Musikkabarett: Aliosha Biz, der Fiddler ohne Ruf
Das Weltgeschehen kommt ihm ständig in die Quere. Erst die Pandemie. Die konnte man zur Not noch sinnvoll nutzen. Zwar gab’s keine Bühnenauftritte für den Musiker Aliosha Biz, aber der Kabarettist Aliosha Biz konnte endlich sein Programm schreiben. Zeit war’s. „Meine Freunde haben schon lang gesagt, dass ich mich zwischen den Musikstücken auf der Bühne immer so aufführe.“
Kaum, dass das Programm da war, die Premiere ausverkauft und die ersten Kritiker begeistert – da überfiel Russland die Ukraine und vorbei war’s mit den Russland-bezogenen Bühnenschmähs, die bis dahin gut die Hälfte des Programms ausmachten. Schließlich ist Biz in Russland geboren. Sein stärkstes Kleinkunstverkaufsargument war, neben der Musik, der russisch-jüdische Humor – sein erstes Programm als Kabarett-Geiger nannte Biz „Fiddler ohne Ruf“.
Nach dem 24. Februar 2022, dem Tag der Invasion russischer Truppen in die Ukraine, war alles anders. „Plötzlich war mein Kabarett Stoff für Tragödien.“ Ein Programm mit dem Untertitel „russisch-jüdisches Musikkabarett“ wollte nun niemand mehr sehen. „Als der Krieg begann, stand ich mit der Musikkabarett-Band Russian Gentlemen Club mit dem Schauspieler Cornelius Obonya auf der Bühne. Als humoristisches Thema war ursprünglich die Frage ,Russland ohne Wodka’ geplant. Wir mussten dann über Nacht alles neu denken und sind, bevor der erste Ton gespielt wurde, vor das Publikum getreten und haben eine Erklärung zum Krieg abgegeben. Ich lebe seit 35 Jahren in Österreich, ich hätte mich nicht distanzieren müssen, aber meine Überzeugung ist: Kunst ist nie apolitisch. Ich hatte das Gefühl, ich musste etwas dazu sagen. “
Nur ein Geigenkoffer
Aliosha Biz, 1970 in Moskau geboren, stammt aus einer Moskauer Künstlerfamilie mit Wiener Wurzeln. (Die Großmutter musste als Jüdin 1938 vor den Nazis flüchten.) Er hat außerdem, wie viele im europäischen Teil der UdSSR geborene Juden, Wurzeln in der Ukraine.

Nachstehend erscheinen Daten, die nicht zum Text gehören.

PR #1444, opened 2016-06-08
Improve TypeScript files

rosen-vladimirov:
Improve .ts files by removing the references and "use strict" as it is added by default from TypeScript compiler.

Update TypeScript and linter


TsvetanMilanov:
:+1:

Biz studierte in Moskau Violine am Tschaikovskij-Konservatorium und kam 1989 nach Wien – mit nichts als seinem Geigenkoffer. „Wie jeder kleine Russe wollte ich eigentlich nach Amerika.“ Es kam anders. Der 19-Jährige fand seinen Weg nicht nur auf die Hochschule für Musik und darstellende Kunst, sondern auch auf die Kärntner Straße, wo er sich als Straßenmusiker verdingte, sofort entdeckt wurde und einen Plattenvertrag bekam. „Wer so ein Glück hat, wäre bescheuert, hier wegzugehen.“
Weltmusik Klassisch ausgebildet in seiner Heimatstadt Moskau, kam der 19-jährige Aliosha Biz 1989 nach Wien, wo er auf der Hochschule für Musik und darstellende Kunst studierte und bei einem Konzert in der Kärntner Straße entdeckt wurde. Seither arbeitete er u. a. mit Musikern wie Krzysztof Dobrek (Dobrek Bistro), Alegre Corrêa und Roland Neuwirth
Musikkabarett Als „Fiddler ohne Ruf“ unterhält Biz sein Publikum mit skurrilen Geschichten und erklärt unter anderem, wie man als Osteuropäer Tiroler Dialekt sprechen lernt. Geige spielt er dazu auch noch
Termine Die nächsten Kabarett-Auftritte: 25. Jänner, 2. März und 30. April im Kabarett Niedermair in Wien. Am 1. März in der Tischlerei Melk, NÖ, und am 13. April im Stadttheater Grein, OÖ
Das Leben gerettet
Wien wurde zur Heimat. Klezmer und das, was man „Weltmusik“ nennt, gehörten bald zum Repertoire. Außerdem jede Menge Blödelei – die ihn immer schon gerettet hat. „Ich war schon in der Schule der Kleinste, der einzige Jude und trug außerdem eine Brille. Um nicht verprügelt zu werden, musste ich Komiker werden. Das ist aufgegangen. Nicht nur, dass ich nicht verprügelt wurde. Als Klassenkasperl hab ich bald auch die weiblichen Blicke auf mich gezogen.“
Der Schmähtandler
Nicht zuletzt deshalb ist er Kasperl geblieben. Einer, der Spaß auf der Bühne hat und macht. „Zuerst war ich ein langweiliger Geigenstudent – im Klassikbereich ist der Spaß enden wollend. Als ich dann bei einer Rembetiko-Band eingestiegen bin, hab ich erlebt, dass man zwischen den Liedern auch Blödsinn ins Mikrofon reden durfte. Da hab ich mit den Schmähs auf der Bühne angefangen.“
Damals traf der angehende Schmähtandler die Schauspielerin Sandra Kreisler, die ihn mit der Musik ihres Vaters Georg Kreisler und dessen legendären, ätzenden Wienerliedern wie „Taubenvergiften“ bekannt machte. „Ich dachte: Wahnsinn, was in dieser Sprache, die ich gerade erst erlernte, alles möglich ist! Das war ein Wendepunkt für mich.“ Es folgten Lehrjahre in der „Brutstätte des musikalisch-künstlerischen Wahnsinns“, der Broadway-Bar am Bauernmarkt. „Verrückt, was dort alles an künstlerischen Ideen entstand.“ Jahrzehnte voll kreativem Multitasking aus Weltmusik und Theater führten schließlich zum Musikkabarett. Das durch die Weltpolitik ins Stocken kam.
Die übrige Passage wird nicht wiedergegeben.